Читать «Гуманная педагогика» онлайн - страница 68
Геннадий Мартович Прашкевич
Трупы в снегу, огневой закат. Замерзшие, кутанные в тряпье фигуры.
«Ах, русские люди умирают красиво! Ах, как я люблю Родину!» — А вокруг загаженный серый снег, брошенное оружие, мерзлые теплушки, в которых единственное страшное спасение — прижаться как можно крепче к умирающему от тифа, такой исходит от него жар.
Пусть выговорится.
Смотрел на Колчаковну.
А видел мерцающий, призрачный и прозрачный лед.
Вдруг замшевое брюхо павшей лошади высвечивалось — в инее мертвом.
Живых лошадей втроем, вчетвером поднимали на ноги, но копыта разъезжались, лошади снова падали. На страшном прозрачном байкальском льду лежали десятки, может, уже сотни замерзших лошадей. Какая-то (еще живая) вдруг поднимала голову, без ржания обреченно провожала людей взглядом.
Никаких надежд.
Ну пройдем еще пару верст.
Ну поднимем еще пару лошадей.
Знал, знал: это сынов человеческих судьба испытывает.
Пусть видят, пусть убеждаются: все равны, все сами по себе животные, участь у всех одна. Как животные умирают, так и люди. Одно дыхание у всех. И нет у человека никакого преимущества перед скотом. Белые лошади, черные, желтые, в пятнах, мерзлые, кричащие, открытые настежь глаза. Отступление, казавшееся планомерным, продуманным, давно превратилось в исход. Танцующая поземка, уханье из тьмы — садился лед. Цинки с патронами, брошенные снаряды, еще вчера каждый снаряд ценился на вес золота. Казалось, все умерли. Казалось, сквозь поземку по заснеженным зеркалам льда бредут мертвецы. Казалось, умерли все классы, общество умерло, само государство. Огромный больной стонущий организм ворочался в смутной ледяной мгле Байкала, звенел, стонал, пытался выжить.
Зачем тратить жизнь на бесконечное удирание?
Впрочем, Колчаковна байкальского льда не видела.
В салоне адмиральского поезда всегда был свет, горячий кофе, шампанское, а в лагерях (Северная страна) радовались мутной воде. В «индии», в бараке социально близких, скучающие уголовницы сделали Колчаковне наколку на ее тогда еще круглой заднице. Мы — художницы совсем нового мира, мадам Колчак! Это вам вместо креста на Святой Софии, это вам вместо белой России, вместо стишков пьяного Бурлюка.
«Вечер. Тени. Сени. Лени. Мы сидели, вечер пья. В синем взоре — бег оленя. В синем взоре — лет копья».
Две ласково матерящиеся девки держали Колчаковну на барачной лежанке, застланной грязным тряпьем, а главная мастерица, сама расписанная, как пасхальное яйцо, работала.
«Держите крепче».
Но Колчаковна и не думала сопротивляться.
Зачем? Пусть, наконец, случится то, что должно случиться.
«Поздравляем, мадам Колчак». Татушка на заднице. Навечно. Не вытравишь.
«Знаете, там совсем простые слова. Хотите знать, какие?»
Глядя на Деда, Колчаковна неприятно оскалилась: «Там, знаете ли, совсем простые слова».
Что там выкололи на круглой заднице Анны Васильевны, Дед не хотел знать.
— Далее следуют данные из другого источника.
Issue #7376, opened 2025-03-04
Bug - Tabs - missing inset value to correctly align tabs with PageSection gutter


rhamilto:
**Describe the problem**
This is an issue with 
- [ ] Patternfly 5  
- [x] Patternfly 6  
- [ ] other

When using Tabs directly inside PageBody with PageSections as siblings, there is no existing inset value that will properly align the first tab's underline with the PageBody's gutter.

**How do you reproduce the problem?**
See https://github.com/openshift/console/pull/14805#discussion_r1973768720.

**Expected behavior**
There should be an inset value that does this.

**Is this issue blocking you?**
See https://github.com/openshift/console/pull/14805#discussion_r1973768720.

mcoker:
@rhamilto sorry for the delay in fixing this issue. We updated the spacers for `<Tabs usePageInsets />` so it should be aligned properly now. This change will go out in our upcoming release in early October.

PR #7718, opened 2025-08-01
feat(Page): add high contrast border

### LINKED ISSUE #7590: High contrast borders - Page
https://www.figma.com/design/iT76DS020Ry1Wswfc0Hmes/branch/wKcOq7IrzfL1gEK2mocd6r/High-Contrast-Exploration?m=auto&node-id=10994-65000&t=Kd9qGLRo9K8UPc05-1

kmcfaul:
Closes #7590.

@mcoker / @srambach Would this approach of updating the existing border on the page main container work for this use case or would the `before`/`after` approach still be preferred? I had initially run into some z-indexing issues on the border & page content as well as seeing the two borders concurrently, before I changed track and updated the current border instead because it already existed. But I can definitely keep adjusting the `after` block if that's still preferred, I think I just need to disable the current border and then resolve the z-indexes.

With the current approach, there is also a 2px difference in the border widths (4px on the normal border and 2px on the high contrast border) that's causing a small layout shift and I'm unsure the best way to solve it. Maybe adding additional padding when high contrast is on?

### DIFF
--- a/src/patternfly/components/Page/page.scss
+++ b/src/patternfly/components/Page/page.scss
@@ -78,7 +78,7 @@ $pf-page-v6--height-breakpoint-map: build-breakpoint-map("base", "sm", "md", "lg
   --#{$page}__main-container--BorderRadius: var(--pf-t--global--border--radius--medium);
   --#{$page}__main-container--BorderWidth: var(--pf-t--global--border--width--page--default);
   --#{$page}__main-container--BorderColor: var(--pf-t--global--border--color--page--default); 
-  --#{$page}__main-container--Padding--offset: var(--#{$page}__main-container--BorderWidth);
+  --#{$page}__main-container--Padding--offset: 4px;
   --#{$page}__main-container--xs--AlignSelf: stretch;
   --#{$page}__main-container--xs--BorderRadius: 0;
   --#{$page}__main-container--xs--MarginInlineStart: 0;
@@ -371,6 +371,7 @@ $pf-page-v6--height-breakpoint-map: build-breakpoint-map("base", "sm", "md", "lg
   flex-direction: column;
   align-self: var(--#{$page}__main-container--AlignSelf);
   max-height: var(--#{$page}__main-container--MaxHeight);
+  padding:  calc(var(--#{$page}__main-container--Padding--offset) - var(--#{$page}__main-container--BorderWidth));
   margin-inline-start: var(--#{$page}__main-container--MarginInlineStart);
   margin-inline-end: var(--#{$page}__main-container--MarginInlineEnd);
   background: var(--#{$page}__main-container--BackgroundColor);
@@ -383,12 +384,6 @@ $pf-page-v6--height-breakpoint-map: build-breakpoint-map("base", "sm", "md", "lg
     --#{$page}__main-container--MarginInlineEnd: var(--#{$page}__main-container--xs--MarginInlineEnd);
     --#{$page}__main-container--MaxHeight: var(--#{$page}__main-container--xs--MaxHeight);
     --#{$page}__main-container--BorderRadius: var(--#{$page}__main-container--xs--BorderRadius);
-  }
-
-  @media (prefers-contrast: more) {
-    --#{$page}__main-container--Padding--offset: #{pf-size-prem(4px)};
-
-    padding: calc(var(--#{$page}__main-container--Padding--offset) - var(--#{$page}__main-container--BorderWidth));
   }
 }
 
--- a/src/patternfly/components/Page/page.scss
+++ b/src/patternfly/components/Page/page.scss
@@ -78,6 +78,7 @@ $pf-page-v6--height-breakpoint-map: build-breakpoint-map("base", "sm", "md", "lg
   --#{$page}__main-container--BorderRadius: var(--pf-t--global--border--radius--medium);
   --#{$page}__main-container--BorderWidth: #{pf-size-prem(4px)}; // TODO Change to be a page outline token
   --#{$page}__main-container--BorderColor: var(--#{$page}__main-container--BackgroundColor); // TODO Border should match the background to blend in - change to be a page outline token
+  --#{$page}__main-container--BorderOffset: var(--#{$page}__main-container--BorderWidth);
   --#{$page}__main-container--xs--AlignSelf: stretch;
   --#{$page}__main-container--xs--BorderRadius: 0;
   --#{$page}__main-container--xs--MarginInlineStart: 0;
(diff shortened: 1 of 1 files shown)


kmcfaul:
Updated to prevent the layout shift - 

- Other page elements will account for the difference in border width when calcing their padding.
- There is now a small amount (2px) of page-main-container padding only in high contrast mode to compensate for the border width difference in layout.

lboehling (approved):
🌟

src/patternfly/components/Page/page.scss
```diff
@@ -78,6 +78,7 @@ $pf-page-v6--height-breakpoint-map: build-breakpoint-map("base", "sm", "md", "lg
   --#{$page}__main-container--BorderRadius: var(--pf-t--global--border--radius--medium);
   --#{$page}__main-container--BorderWidth: #{pf-size-prem(4px)}; // TODO Change to be a page outline token
   --#{$page}__main-container--BorderColor: var(--#{$page}__main-container--BackgroundColor); // TODO Border should match the background to blend in - change to be a page outline token
+  --#{$page}__main-container--BorderOffset: var(--#{$page}__main-container--BorderWidth);
```
srambach: Since there isn't a css attribute called border-offset, wdyt about calling this `--#{$page}__main-container--Padding--offset`? It looks like we've used that pattern once or twice before. @mcoker ?

src/patternfly/components/Page/page.scss
```diff
@@ -383,6 +384,14 @@ $pf-page-v6--height-breakpoint-map: build-breakpoint-map("base", "sm", "md", "lg
     --#{$page}__main-container--MaxHeight: var(--#{$page}__main-container--xs--MaxHeight);
     --#{$page}__main-container--BorderRadius: var(--#{$page}__main-container--xs--BorderRadius);
   }
+
+  @media (prefers-contrast: more) {
+    --#{$page}__main-container--BorderWidth: var(--pf-t--global--border--width--strong);
+    --#{$page}__main-container--BorderColor: var(--pf-t--global--border--color--high-contrast);
+    --#{$page}__main-container--Padding--offset: #{pf-size-prem(4px)};
```
srambach: @lboehling @mcoker We have a comment[ in the code](https://github.com/kmcfaul/patternfly/blob/79019932142721006596fc4e9430642be5be1158/src/patternfly/components/Page/page.scss#L79) saying that we should create page border outline width and color tokens. Is this a good time to do that? Then it could adjust in the high-contrast tokens. Trying to see if we could get rid of this media query! Since the offset is 4px either way, maybe that would do it?

mcoker: I like that! @lboehling do you have any issues with adding that to figma?

mcoker: That would also let us use that token value to offset any component padding/insets that might need to take into consideration that border width to align properly with other page chrome elements. I haven't looked too much into it, but I'm wondering if that might help resolve this issue with tabs not aligning properly with the page chrome gutter https://github.com/patternfly/patternfly/issues/7376

mcoker (changes requested):
@kmcfaul design added tokens for the page border color (`--pf-t--global--border--color--page--default`) and border width (`--pf-t--global--border--width--page--default`) in https://github.com/patternfly/patternfly/pull/7761. 

Would you mind rebasing and dropping that token in here where appropriate? I'm hoping it can get rid of the custom `@media (prefers-contrast)` styles like @srambach mentioned in https://github.com/patternfly/patternfly/pull/7718/files#r2289094152

kmcfaul:
@mcoker Rebased and updated to use the new tokens, but the media-query may still be required to account for the border width/padding issue. And speaking of that, I'm seeing a small layout shift again even though the calculated sizes should be the same as the previous implementation. Do you have any ideas for addressing this shift?

mcoker:
> And speaking of that, I'm seeing a small layout shift again even though the calculated sizes should be the same as the previous implementation. Do you have any ideas for addressing this shift?

@kmcfaul are you referring to a shift in either the subnav or breadcrumb container? That's where I'm seeing a shift. Assuming that's the case, I believe it's because of a scoping issue with the change of `--#{$page}__main-container--Padding--offset` in this block https://github.com/patternfly/patternfly/blob/1cdf8180ac2c153a6efe3ed47d8430357f7a8300/src/patternfly/components/Page/page.scss#L388-L392

If you update the value of a CSS var, you'll need to update it in the same scope of where it's declared/used. Meaning you'd want to move the `@media` query up to the same scope as where all of the component variables that use `--#{$page}__main-container--Padding--offset` are defined. What I'm not sure on is whether a change within a `@media` query in a scope will also apply to other vars in that same scope but outside of the `@media` query, so maybe give it a shot and let me know if it doesn't work?

The reason the main-section padding doesn't shift is because `--#{$page}__main-container--Padding--offset` is used within the same scope as the change you made on the main container element. https://github.com/patternfly/patternfly/blob/1cdf8180ac2c153a6efe3ed47d8430357f7a8300/src/patternfly/components/Page/page.scss#L502-L503

kmcfaul:
Update - the layout shift must be something with the examples page / seeing the various inline page examples. In a full page example in a new tab, there is no layout shift. So this PR should be good to go unless anyone finds any other gotchas.

src/patternfly/components/Page/page.scss
```diff
@@ -76,8 +76,9 @@ $pf-page-v6--height-breakpoint-map: build-breakpoint-map("base", "sm", "md", "lg
   --#{$page}__main-container--MarginInlineStart: var(--#{$page}--inset);
   --#{$page}__main-container--MarginInlineEnd: var(--#{$page}--inset);
   --#{$page}__main-container--BorderRadius: var(--pf-t--global--border--radius--medium);
-  --#{$page}__main-container--BorderWidth: #{pf-size-prem(4px)}; // TODO Change to be a page outline token
-  --#{$page}__main-container--BorderColor: var(--#{$page}__main-container--BackgroundColor); // TODO Border should match the background to blend in - change to be a page outline token
+  --#{$page}__main-container--BorderWidth: var(--pf-t--global--border--width--page--default);
+  --#{$page}__main-container--BorderColor: var(--pf-t--global--border--color--page--default); 
+  --#{$page}__main-container--Padding--offset: 4px;
```
srambach:
```suggestion
  --#{$page}__main-container--BorderWidth: var(--pf-t--global--border--width--page--default);
  --#{$page}__main-container--BorderColor: var(--pf-t--global--border--color--page--default); 
```

I think that we can just make this change and revert all the other changes to the file. I don't think we need the offset because subtracting the border width from the page section(s) padding (which was already done) will give the correct spacing and avoid the 2px gap between the high-contrast border and a section with a secondary background. There will be a slight vertical shift as the top border goes from 4 to 2px, but I think that's acceptable as we currently don't try to vertically align the main area with anything else.

If we want to avoid the vertical shift, we can select the first page group/section and adjust, but it's a bit messy and perhaps not worth it.

@lboehling @mcoker

lboehling: i'm good with this 👍 thank you!

lboehling: follow up Q -- we had discussed updating `--pf-t--global--border--width--page--default` & `--pf-t--global--border--color--page--default` to use "main" instead of "page" do we still want to do that? @mcoker @srambach

srambach: I don't hate the idea of that 😄 But I don't consider it a blocker to this.

mcoker: I like it. We could then use page areas as names - "header", "sidebar", possibly "nav" if needed, and "main". Not a blocker to this PR, which I'd like to get merged ASAP but we'd want to make that change this sprint before code freeze.

lboehling: sounds good -- i'll make that change in figma so it's ready the next time we export the tokens.

lboehling (approved):
looks good!

mcoker (approved):
LGTM!

srambach (approved):
L 🍾 TM!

Зачем? Для него все слова должны были звучать по-пушкински, потому и вернулся в Северную страну. Всегда помнил сказанное Верховским: «Не верь тем, кто потерял много». Не верь, впрочем, и тем, кто не потерял ничего. Когда работал над историческим повествованием об Императрице («умереть или стать советским писателем») специально искал имена, бросающие свет на тех, кто рядом. У меня — Ледяной поход, а у Императрицы — победы. Вот трусит по дороге ординарец генерала Денисова — донской казак Емельян Пугачев. Чернявый, с бородой, глаза быстрые, зубы в ровном белом оскале. Пусть трусит. «Люди тащат друг друга на виселицы, потому что говорят на разных языках». Это он тогда правильно указал, к месту.